(Stored items)

Content starts

PR #4372, opened 2023-07-26
CORE-15818: upgrade runtime repo to Java 17

jennyang-r3:
## Overview
Update runtime repo to use JAVA 17 JDK.

### DIFF
--- a/build.gradle
+++ b/build.gradle
@@ -1,6 +1,6 @@
-import static org.gradle.api.JavaVersion.VERSION_11
+import static org.gradle.api.JavaVersion.VERSION_17
 import static org.gradle.jvm.toolchain.JavaLanguageVersion.of
-import static org.jetbrains.kotlin.gradle.dsl.JvmTarget.JVM_11
+import static org.jetbrains.kotlin.gradle.dsl.JvmTarget.JVM_17
 import static org.jetbrains.kotlin.gradle.dsl.KotlinVersion.KOTLIN_1_8
 import org.jetbrains.dokka.gradle.DokkaTask
 
@@ -36,7 +36,8 @@ tasks.named("wrapper") {
     distributionType = Wrapper.DistributionType.BIN
 }
 
-def javaVersion = VERSION_11
+def javaVersion = VERSION_17
+def javaVersionNumber = javaVersion.majorVersion.toInteger()
 
 snyk {
     api = project.findProperty("snykApiToken") ?: System.getenv('SNYK_TOKEN')
@@ -51,13 +52,14 @@ allprojects {
     pluginManager.withPlugin('java') {
         java {
             toolchain {
-                languageVersion = of(javaVersion.majorVersion.toInteger())
+                languageVersion = of(javaVersionNumber)
             }
 
             withSourcesJar()
         }
 
         tasks.withType(JavaCompile).configureEach {
+            options.release = javaVersionNumber
             options.encoding = 'UTF-8'
             options.compilerArgs += [ '-XDenableSunApiLintControl', '-parameters' ]
         }
@@ -93,7 +95,7 @@ allprojects {
             allWarningsAsErrors = true
             languageVersion = KOTLIN_1_8
             apiVersion = KOTLIN_1_8
-            jvmTarget = JVM_11
+            jvmTarget = JVM_17
             javaParameters = true   // Useful for reflection.
             freeCompilerArgs.addAll([
                 "-Xjvm-default=all"
@@ -110,7 +112,7 @@ allprojects {
     pluginManager.withPlugin('biz.aQute.bnd.builder') {
         tasks.withType(aQute.bnd.gradle.TestOSGi).configureEach {
             javaLauncher = javaToolchains.launcherFor {
-                languageVersion = of(javaVersion.getMajorVersion().toInteger())
+                languageVersion = of(javaVersionNumber)
             }
         }
     }
--- a/components/flow/flow-service/src/main/kotlin/net/corda/flow/application/services/impl/FlowEngineImpl.kt
+++ b/components/flow/flow-service/src/main/kotlin/net/corda/flow/application/services/impl/FlowEngineImpl.kt
@@ -1,3 +1,4 @@
+@file:Suppress("deprecation")
 package net.corda.flow.application.services.impl
 
 import net.corda.data.flow.output.FlowStates
--- a/components/flow/flow-service/src/main/kotlin/net/corda/flow/application/services/impl/FlowEngineImpl.kt
+++ b/components/flow/flow-service/src/main/kotlin/net/corda/flow/application/services/impl/FlowEngineImpl.kt
@@ -1,4 +1,3 @@
-@file:Suppress("deprecation")
 package net.corda.flow.application.services.impl
 
 import net.corda.data.flow.output.FlowStates
@@ -22,7 +21,6 @@ import org.osgi.service.component.annotations.Activate
 import org.osgi.service.component.annotations.Component
 import org.osgi.service.component.annotations.Reference
 import org.osgi.service.component.annotations.ServiceScope.PROTOTYPE
-import java.security.AccessController
 import java.security.PrivilegedActionException
 import java.security.PrivilegedExceptionAction
 import java.util.UUID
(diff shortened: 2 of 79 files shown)


build.gradle
```diff
@@ -51,13 +52,14 @@ allprojects {
...
             toolchain {
-                languageVersion = of(javaVersion.majorVersion.toInteger())
+                languageVersion = of(javaVersionNumber)
             }
 
             withSourcesJar()
         }
 
         tasks.withType(JavaCompile).configureEach {
+            options.release = javaVersionNumber
```
chrisr3, line 62: Using JDK17 to compile Corda is one thing, generating Java 17 bytecode is another. FYI we _could_ continue to generate Java 11 bytecode by setting this to 11.

build.gradle
```diff
@@ -93,7 +95,7 @@ allprojects {
             allWarningsAsErrors = true
             languageVersion = KOTLIN_1_8
             apiVersion = KOTLIN_1_8
-            jvmTarget = JVM_11
+            jvmTarget = JVM_17
```
chrisr3, line 98: The Kotlin 1.8 compiler can _still_ only generate Java **8** bytecode instructions. All you're really doing here is just setting the compiled classes' version number to "61.0" (i.e. "Java SE 17"), thus preventing any JVM < 17 from loading them.

Sounds like "false advertising" to me... :shrug:.

components/flow/flow-service/src/main/kotlin/net/corda/flow/application/services/impl/FlowEngineImpl.kt
```diff
@@ -1,3 +1,4 @@
+@file:Suppress("deprecation")
```
chrisr3: This is a rather powerful warning to ignore. Would `@Suppress("removal")` suffice instead? Either here, or in any of the other places? (I'm assuming this is for SecurityManager-related stuff.)

chrisr3 (commented):
Once upon a time, I knew someone who wrote C code, but with "//" comments instead of "/* */". Because his code could therefore only be compiled by a C++ compiler, he _claimed_ that meant his code was actually C++!

Personally speaking, I was _never_ convinced. But that was almost 30 years ago. Strange that I should remember him now... :wink:.

components/flow/flow-service/src/main/kotlin/net/corda/flow/application/services/impl/FlowEngineImpl.kt
jennyang-r3: I tried using `@Surpress("removal")` here and/or other places, but it wouldn't compile it. Is it okay to leave it as it is or is there any other way around?

jennyang-r3: Did this:

```kotlin
@Suspendable
    override fun <R> subFlow(subFlow: SubFlow<R>): R {

        try {
            @Suppress("deprecation", "removal")
            java.security.AccessController.doPrivileged(PrivilegedExceptionAction {
                getFiberExecutionContext().sandboxGroupContext.dependencyInjector.injectServices(subFlow)
            })
        } catch (e: PrivilegedActionException) {
            throw e.exception
        }
```

I've removed the import and use the fully qualified name in the method, so we do not need to suppress at the file level. Both "deprecation" and "removal" are need to get intellij to not show any read lines. Just using "deprecation" is enough to get the code to compile though, but intellij shows it as an error in the editor.

build.gradle
jennyang-r3: The task says to update it to 17 - https://r3-cev.atlassian.net/browse/CORE-15477.

> Repos to be updated to JAVA 17 JDK, compiling to JAVA 17 bytecode:
> 
> [GitHub - corda/corda-runtime-os](https://github.com/corda/corda-runtime-os/)

@driessamyn should we not be doing this?

driessamyn: I discussed this with Rick and we were trying to find pros/cons and couldn't think of much of an up or downside, but we thought that we may as well change it as we're changing the JDK anyway.
For corda-api, we decided it may be better to keep it to J11 bytecode.

components/ledger/ledger-persistence/src/test/kotlin/net/corda/ledger/persistence/utxo/impl/UtxoPersistenceServiceImplTest.kt
```diff
@@ -294,10 +297,37 @@ class UtxoPersistenceServiceImplTest {
         }
     }
 
-    private inline fun <reified T : ContractState> createStateAndRef(returnState: T): StateAndRef<T> {
-        val txState = mock<TransactionState<T>> {
-            on { contractState } doReturn returnState
+    public class MockTransactionState<T : ContractState>(
```
driessamyn: It might be worth adding a comment to explain why this isn't using a mock.

BTW, I think the answer on this SO question explains why we hit this: 
https://stackoverflow.com/questions/75528685/getcanonicalname-returns-null-when-running-in-a-different-java-version

components/ledger/ledger-utxo-flow/src/main/kotlin/net/corda/ledger/utxo/flow/impl/UtxoLedgerServiceImpl.kt
```diff
@@ -1,3 +1,4 @@
+@file:Suppress("deprecation")
```
vlajos: What deprecation do these suppress?

josephzunigadaly (dismissed):
REST owned files look ok

components/ledger/ledger-utxo-flow/src/main/kotlin/net/corda/ledger/utxo/flow/impl/UtxoLedgerServiceImpl.kt
jennyang-r3: deprecation of `java.security.AccessController`. Shall I change it to specific lines of code?

dimosr (dismissed):
Approving for @corda/corda-platform-network-team "owned" files

components/ledger/ledger-utxo-flow/src/main/kotlin/net/corda/ledger/utxo/flow/impl/UtxoLedgerServiceImpl.kt
jennyang-r3: something like this:
> @Suspendable
>    override fun <R> subFlow(subFlow: SubFlow<R>): R {
>
>        try {
>            @Suppress("deprecation", "removal")
>            java.security.AccessController.doPrivileged(PrivilegedExceptionAction {
>                getFiberExecutionContext().sandboxGroupContext.dependencyInjector.injectServices(subFlow)
>            })
>        } catch (e: PrivilegedActionException) {
>            throw e.exception
>        }

jujoramos: > deprecation of java.security.AccessController. Shall I change it to specific lines of code?

Id' say so, yes, otherwise we might end up introducing other deprecations without noticing it (same applies for other files in the `PR` where we are suppressing all deprecations within the entire file).

driessamyn: I think it may be better to add to the specific lines of code as otherwise we may miss other deprecation warnings.

simon-johnson-r3 (commented):
Assuming the deprecation suppression is made more specific as per other comments, this looks fine to me.

jennyang-r3:
What has changed since the approvals is only deprecation annotations from file level -> specific line

jujoramos (approved):
LGTM

vlajos (approved):
ledger: OK

ronanbrowne (approved):
LGTM - blt

relyafi (approved):
Uniqueness changes look ok

yarivus (approved):
LGTM

josephzunigadaly (approved):
REST owned files look ok

driessamyn (approved):
LGTM

dimosr (approved):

Content ends

- Required work: Lines after the one containing "-36,7 +36,8 @@" are not wanted; repeat exactly each line above from the first up to and including it.

- Finished exercise:
PR #4372, opened 2023-07-26
CORE-15818: upgrade runtime repo to Java 17

jennyang-r3:
## Overview
Update runtime repo to use JAVA 17 JDK.

### DIFF
--- a/build.gradle
+++ b/build.gradle
@@ -1,6 +1,6 @@
-import static org.gradle.api.JavaVersion.VERSION_11
+import static org.gradle.api.JavaVersion.VERSION_17
 import static org.gradle.jvm.toolchain.JavaLanguageVersion.of
-import static org.jetbrains.kotlin.gradle.dsl.JvmTarget.JVM_11
+import static org.jetbrains.kotlin.gradle.dsl.JvmTarget.JVM_17
 import static org.jetbrains.kotlin.gradle.dsl.KotlinVersion.KOTLIN_1_8
 import org.jetbrains.dokka.gradle.DokkaTask
 
@@ -36,7 +36,8 @@ tasks.named("wrapper") {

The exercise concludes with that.